2018-07-18T11:11:10.791011157Z Client Version: version.Info{Major:"1",
Minor:"10", GitVersion:"v1.10.5",
GitCommit:"32ac1c9073b132b8ba18aa830f46b77dcceb0723", GitTreeState:"clean",
BuildDate:"2018-\
06-21T11:46:00Z", GoVersion:"go1.9.3", Compiler:"gc", Platform:"linux/amd64"}
2018-07-18T11:11:10.791058997Z Server Version: version.Info{Major:"1",
Minor:"8+", GitVersion:"v1.8.11-docker-8d637ae",
GitCommit:"8d637aedf46b9c21dde723e29c645b9f27106fa5", GitTreeState:"clean",
BuildDate:"2018-04-26T16:51:21Z", GoVersion:"go1.8.3", Compiler:"gc",
Platform:"linux/amd64"}
and the run time error
2018-07-18T11:24:15.448695813Z The Pod "sh-777f6db646-hrm65" is invalid:
spec.tolerations: Forbidden: existing toleration can not be modified except its tolerationSeconds
Any ideas?
It was pointed out in one of the comments that the issue may be caused by a missing permission even though the error message does not insinuate so. We officially filed a ticket with Docker and actually got exactly this result: In order to be able to set/modify a label from within a pod the default user of the namespace must be given the "Scheduler" role on the swarm resource (which later shows up as \
in the GUI). Granting this permission fixes the problem. See added grant in Docker-EE-GUI below.

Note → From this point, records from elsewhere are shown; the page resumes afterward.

PR #926, opened 2026-04-28
fix(p2p): harden bidirectional sync recovery

jackzampolin:
## Summary
- register Bitswap retry query IDs so retry completions keep driving pending DAG recovery
- bind DocSync and BranchableSync two-stream replies to pending peer/message IDs
- honor `rebroadcast_on_merge` in batch merges and surface ready-event send failures
- make explicit DocSync integration failures fail the test instead of returning early

## Tests
- cargo test -p p2p --lib
- cargo test -p integration-test --test p2p --no-run

### DIFF
--- a/crates/p2p/src/sync/coordinator/dag_fetcher.rs
+++ b/crates/p2p/src/sync/coordinator/dag_fetcher.rs
@@ -191,7 +191,16 @@ async fn emit_dag_ready(
 ) {
     let mut context = context.clone();
     context.fill_missing_from_block(root_data);
-    let _ = event_tx.send(context.into_dag_ready(root_cid)).await;
+    if event_tx
+        .send(context.into_dag_ready(root_cid))
+        .await
+        .is_err()
+    {
+        warn!(
+            root_cid = %root_cid,
+            "Failed to emit DagReady after DAG fetch"
+        );
+    }
 }
 
 /// Try to fetch an entire DAG via a single CAR request.
--- a/crates/p2p/src/sync/coordinator/event_handler/bitswap.rs
+++ b/crates/p2p/src/sync/coordinator/event_handler/bitswap.rs
@@ -38,18 +38,29 @@ impl<B: Blockstore + 'static, T: P2PTransport> SyncCoordinator<B, T> {
                             providers.push(source_transport_id);
                         }
                     }
-                    if let Err(e) = self
+                    match self
                         .runtime
                         .transport
                         .sync_blocks(root_cid, providers, missing)
                         .await
                     {
-                        tracing::warn!(
-                            query_id = query_id.0,
-                            root_cid = %root_cid,
-                            error = %e,
-                            "Failed to start Bitswap fetch for remaining child blocks"
-                        );
+                        Ok(retry_query_id) => {
+                            self.manager.register_query(retry_query_id, root_cid);
+                            tracing::debug!(
+                                query_id = query_id.0,
+                                retry_query_id = retry_query_id.0,
+                                root_cid = %root_cid,
+                                "Started Bitswap fetch for remaining child blocks"
+                            );
+                        }
+                        Err(e) => {
+                            tracing::warn!(
+                                query_id = query_id.0,
+                                root_cid = %root_cid,
+                                error = %e,
+                                "Failed to start Bitswap fetch for remaining child blocks"
+                            );
+                        }
                     }
                 }
             }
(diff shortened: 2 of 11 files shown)


fredcarle (commented):
## Review — harden bidirectional sync recovery

### Overview

Addresses four sync correctness gaps: Bitswap retry queries weren't registered (retry completions silently ignored), blocking `send_doc_sync_request` returned a hardcoded error, fire-and-forget DocSync/BranchableSync replies weren't bound to a pending request set, and `process_merge_batch` ignored both `rebroadcast_on_merge` and channel-send failures. New tests cover the bitswap-retry path, batch rebroadcast, and pending-request peer-binding semantics; the integration `document_sync_test` no longer silently skips on sync failure.

### Strengths

- Bitswap retry-query registration (`crates/p2p/src/sync/coordinator/event_handler/bitswap.rs:41-65`) closes a real loop-completion gap, exercised by a unit test that checks the second `register_query` actually fires.
- Channel-send failures surface as `Error::ChannelSend` instead of being dropped: `pending_dag.rs:413-435` even re-inserts the pending DAG so the entry isn't lost on failure.
- Splitting `doc_sync_channels` (oneshot) from `doc_sync_requests` / `branchable_sync_requests` (Instant-based pending sets) is the right model. TTL-based `prune_expired` keeps the sets bounded.
- New peer-binding tests in `handler/mod.rs:251-270` verify single-use semantics.
- Removing the silent `if sync_result.is_err() { return; }` early-return in `tools/integration-test/tests/p2p/sync.rs` turns the test into a real assertion.

### Issues

**Major (parity)** — `process_merge_batch` rebroadcast in `replication/handlers.rs:686-738` is gated by `config.rebroadcast_on_merge`, but **every caller in the live codebase sets it to `false`** (`server_p2p.rs:148, :503`, `recovery.rs:49`, `replication/mod.rs:811`, `config.rs:20`). On the Go side, `processPushlogRequest` (`internal/db/p2p/p2p.go:584-621`) rebroadcasts unconditionally after merge. The new code path is dormant in production and doesn't actually restore parity. Either flip the flag default or document a follow-up issue.

**Major** — `handler/doc_sync.rs:53-72`: `send_doc_sync_request` (blocking) returns the response on success but doesn't clean up the `doc_sync_channels` map entry. Slowly leaks memory if `(peer, message_id)` is reused. Note this method has no live callers (everything goes through the fire-and-forget variant via `host/command_handler/messaging.rs:139`); consider deleting it.

**Minor** — `handler/mod.rs:84-90`: `prune_expired` is only called inside `register_*` and `consume_*`. If a peer goes silent and no new requests are issued, expired entries aren't pruned. Bounded by traffic, not by time.

**Minor** — `handler/mod.rs:201-219`: `cleanup_pending_doc_sync` removes both the channel and the request entry, but `cleanup_pending_branchable_sync` only removes from the request set. Worth a one-liner comment so it isn't "fixed" later by mistake.

**Minor** — `bitswap.rs:41-64`: `register_query(retry_query_id, root_cid)` happens after `sync_blocks(...)` returns, leaving a tiny window where a Bitswap-complete event for the new ID arrives before registration. Pre-existing race (also in `replication/handlers.rs:170`), but the new code multiplies how often the path runs.

**Nit** — `bitswap_complete_retries_only_its_registered_root` reuses `QueryId(999)` from `TestTransport::sync_blocks`, making the registration assertion implicit. A more direct test would assert `pending_dag_attempts(&root1_cid) == 2` and that a second `register_query` actually occurred.

### Test coverage

- **Wins**: focused `test_process_merge_batch_rebroadcasts_when_config_enabled` (`replication/mod.rs:1510-1559`) and two peer-binding tests; bitswap retry test verifies the second registration.
- **Gap**: no test for the new "drop unknown DocSync/BranchableSync reply at inbound" path. Easy to add by feeding a synthetic reply with no matching pending entry through `handle_response_stream` and asserting `Ok(None)`.
- **Gap**: no test for the new `Err(Error::ChannelSend)` propagation from `pending_dag.rs:413-435` or `doc_sync.rs:309-322`. A test with a closed event channel would catch regressions.
- **Gap**: `document_sync_test` will now hard-fail on the `go_rust` topology if it was actually flaky. The previous comment ("Rust's sync_documents handler can block for up to 90s with retries") suggests a real underlying issue. PR's test command was `--no-run`; confirm `go_rust_document_sync_test` actually passes end-to-end.

### Verdict

Corrections are real and the new code is internally consistent. DocSync/BranchableSync inbound binding and Bitswap retry registration are clear improvements with appropriate unit tests. Two things to address before merge: (1) confirm `go_rust_document_sync_test` actually passes now that the silent skip is gone, and (2) clarify the `rebroadcast_on_merge` parity status — adding the batch-path implementation while leaving the flag forced to `false` everywhere doesn't actually close the Go-vs-Rust gap; a follow-up issue or a default flip should accompany this PR. Minor issues (memory hygiene, prune-on-idle, race ordering) can land as follow-ups.

Issue #105, opened 2026-01-19
Add pagination support for get_collection_doc_ids REST endpoint


jackzampolin:
## Summary

The `get_collection_doc_ids` REST endpoint (`GET /api/v0/collections/{name}`) returns all document IDs in a collection without pagination. For large collections, this could cause performance issues and excessive memory usage.

## Current Behavior

- Returns all document IDs in a single response
- No limit/offset parameters
- Located in `crates/query/src/rest.rs:148` and handler at `crates/http/src/handlers/collections.rs`

## Proposed Solution

Add pagination support with:
- `limit` parameter (default: 100, max: 1000)
- `offset` or `cursor` parameter for pagination
- Return metadata (total count, has_more, next_cursor)

## Example API

```
GET /api/v0/collections/Users?limit=50&offset=0

Response:
{
  "doc_ids": ["bae-123", "bae-456", ...],
  "total": 1500,
  "has_more": true,
  "offset": 0,
  "limit": 50
}
```

## References

- Go DefraDB pagination patterns (if any)
- REST API best practices for list endpoints

---
**Related upstream:** [sourcenetwork/defradb#4014](https://github.com/sourcenetwork/defradb/issues/4014) — SE pagination. General collection pagination may not have a dedicated Go issue yet.

PR #930, opened 2026-04-29
feat(http): paginate collection doc IDs

iverc:
## Summary

Addresses #105 by adding bounded pagination metadata to `GET /api/v0/collections/{name}` and wiring the missing GET route for collection document ID listing.

## Why

The collection document ID endpoint could return every ID in one response. That makes large collections expensive for clients and servers, and the Rust router was not exposing the existing handler through the expected GET route.

## Changes

| Area | Change |
|---|---|
| HTTP API | Add `limit` and `offset` query params with default `100` and max `1000` |
| Response | Return `doc_ids`, `total`, `offset`, `limit`, `has_more`, and `next_offset` |
| Router | Register `GET /api/v0/collections/{name}` for document ID listing |
| REST layer | Pass pagination through `RestOperations` and fetch `limit + 1` to detect more pages |
| Query/storage | Add paged fetch and count hooks so simple unfiltered reads avoid materializing full collections when safe |
| Tests | Cover handler pagination, invalid limits, route registration, and REST operation pagination/counting |

## Out of scope

- No cursor pagination.
- No pagination for filtered or ordered arbitrary GraphQL queries beyond the existing query support.
- No change to document CRUD routes.

## Test plan

- [x] `cargo test -p query`
- [x] `cargo test -p db`
- [x] `cargo test -p query-plan`
- [x] `cargo clippy -p query-plan -p query -p db -p defra-http --all-targets -- -D warnings`

### DIFF
--- a/crates/db/src/auto_commit_fetcher.rs
+++ b/crates/db/src/auto_commit_fetcher.rs
@@ -75,6 +75,79 @@ impl<S: Store + 'static> DocFetcher for AutoCommitFetcher<S> {
         result
     }
 
+    async fn get_all_page(
+        &self,
+        collection_name: &str,
+        limit: Option<u64>,
+        offset: u64,
+    ) -> query::error::Result<Vec<Document>> {
+        let collection = self
+            .db
+            .get_collection(collection_name)
+            .map_err(|e| query::error::QueryError::execution(format!("db error: {}", e)))?
+            .ok_or_else(|| query::error::QueryError::collection_not_found(collection_name))?;
+
+        let txn = self.db.new_txn(true).await.map_err(|e| {
+            query::error::QueryError::execution(format!("failed to create txn: {}", e))
+        })?;
+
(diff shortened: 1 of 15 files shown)


jackzampolin:
Closing this draft because we want the Rust pagination work to mirror the Go GraphQL cursor-pagination direction, not land a Rust-specific REST limit/offset response shape.

Go reference: sourcenetwork/defradb#4617, "feat: Cursor based query pagination".

Target Rust direction:
- Implement GraphQL cursor pagination via _cursor.
- Support first/after and last/before on the inner collection query.
- Return _pageInfo with hasNext, hasPrev, startCursor, and endCursor.
- Encode opaque cursor tokens using the boundary document ID plus ordered key values when needed for index-backed seeks.
- Keep REST collection-doc-ID pagination out of scope unless we later choose to match Go SSE behavior separately.

The exploration in this PR was useful for route and storage considerations, but the API shape should align with Go before landing.

PR #951, opened 2026-05-08
fix: port Go transaction correctness fixes

jackzampolin:
## Summary
- propagate transaction headers through REST schema-add, migration-set, CLI schema-add, and CLI lens-set so txn-local schema/migration state stays scoped until commit
- remove the separate concurrent transaction endpoint/CLI surface
- serialize top-level actions on a shared transaction handle and wait for in-flight actions before commit/rollback/cleanup
- add txn-scoped update-with-filter regression coverage
- avoid carrying an already-resolved update filter into post-update plan execution, with update/upsert result regressions

## Go SHAs Ported
- 6bc16f7e Fix broken transaction behavior (#4587)
- 6123e549 Remove 'concurrent' transaction concept (#4692)
- 630f4f30 Prevent txn-actions from executing concurrently (#4763)
- aac9b5aa Fix transactional behavior in updateWithFilter (#4643)
- 3c911995 Remove duplicate filter on update/upsert operations (#4283)

## Verification
- cargo fmt --all -- --check
- cargo clippy --all -- -D warnings
- cargo test -p db
- cargo test -p query
- cargo build -p cli
- PATH="/Users/johnzampolin/go/src/github.com/sourcenetwork/defradb/build:$PATH" cargo test -p integration-test --test basic --test acp --test query -- --test-threads=1

## Additional Workspace Check
- Attempted full `cargo test --all` with local `hubd`, `sourcehubd`, and Go `defradb` binaries configured. The run hit an integration harness port collision in `integration-test --test acp`; the exact failed case was rerun and passed: `cargo test -p integration-test --test acp relationship::rust_acp_rel_add_dummy_defined_is_noop -- --exact`.

### DIFF
--- a/Cargo.lock
+++ b/Cargo.lock
@@ -9963,6 +9963,7 @@ version = "0.5.0"
 dependencies = [
  "acp",
  "async-graphql",
+ "async-lock",
  "async-trait",
  "base64 0.22.1",
  "blockstore",
--- a/crates/cli/src/commands/client/collection/mod.rs
+++ b/crates/cli/src/commands/client/collection/mod.rs
@@ -131,7 +131,7 @@ impl CollectionAddArgs {
             .with_auth_token(ctx.auth_token.clone())
             .with_verbose(ctx.verbose);
 
-        let result = client.schema_add(&sdl).await?;
+        let result = client.schema_add(&sdl, ctx.tx_id.as_deref()).await?;
         println!("{}", serde_json::to_string_pretty(&result)?);
         Ok(())
     }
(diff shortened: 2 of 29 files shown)


jackzampolin:
Heads-up from #953: this PR and the CLI rename slice both touch `crates/cli/src/commands/client/tx.rs`. Whichever PR lands second should rebase and confirm the txn slice removes `TxNewArgs.concurrent`, the `tx_begin_concurrent` branch, and the related `test_tx_new_args_default` references after the rename.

From my point of view, this is far from obvious. The Docker support representative offered to investigate if this is actually expected behavior or results from a bug. As soon as we learn more on this question I will include it into our answer.
As for using more debugging output: Unfortunately, adding --v=9
to the calls of kubectl
does not return any useful information. There's too much output to be displayed here but the overall logging is very similar in both cases: It consists of a lot GET API requests which are all successful followed by a final PATCH API request which succeeds in the one case but fails in the other as described above.